Home > Workload Solutions > High Performance Computing > White Papers > Enhance Availability of Storage Services with an NFS Storage System > IPoIB random writes and reads N-N
To evaluate performance for HPC applications where multiple nodes access files concurrently with random IO patterns, IOzone version 3.492 is used in the random mode. Tests are conducted on thread counts starting from 1 up to 64 incremented by powers of two.
Record size is selected as 4KB to have transfers matching the operating system page size, which is normally an optimal small transfer size for the operating system. Each client first read and then wrote randomly 4GiB of data to a pre created file, to simulate concurrent small random data accesses using different moderately big files. The following figure shows the comparison of random write and read I/O performance of the Validated Design for NFS Storage and the previous version called NSS7.4-HA.

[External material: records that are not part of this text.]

PR #37, opened 2026-09-03
feat: add RetrievalRelevanceScorer for RAG retrieval quality evaluation

Zeming-Yuan:
> Re-submission of #25: GitHub auto-closed the original PR after my fork was accidentally deleted during an account cleanup on my side. The branch was recovered unchanged from the original head ref — same commits (`3f460a3`, `2de8a96`), so the two review fixes requested in #25 are already included.

Part of #4 (retrieval relevance track)

Adds `RetrievalRelevanceScorer`, an LLM-as-a-Judge scorer that evaluates
whether each retrieved context chunk is relevant to the user query. Designed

From the figure, it is observed that the Validated Design for HPC NFS Storage has similar random write performance as the previous version of the solution for most data points, reaching a maximum of 7281 IOps at 32 threads on the new solution. The thread counts of 1 and 2, the new NFS Storage had a performance 69.5% and 49% higher compared to NSS7.4-HA. Those performance gains, in areas where the PowerVault ME4084 controllers have not reached their limits, especially with 1 or 2 threads, are due to faster server components, including 3200 MT/s memory, CPUs with more LLC, HDR higher messaging rates, and other OS improvements. After that point, performance is nearly the same for both solutions once they reach the max sustained performance, since operations must be written to disk before completion (since NFSv4 uses sync mounts by default), the PowerVault ME4084 controllers impose the limit observed.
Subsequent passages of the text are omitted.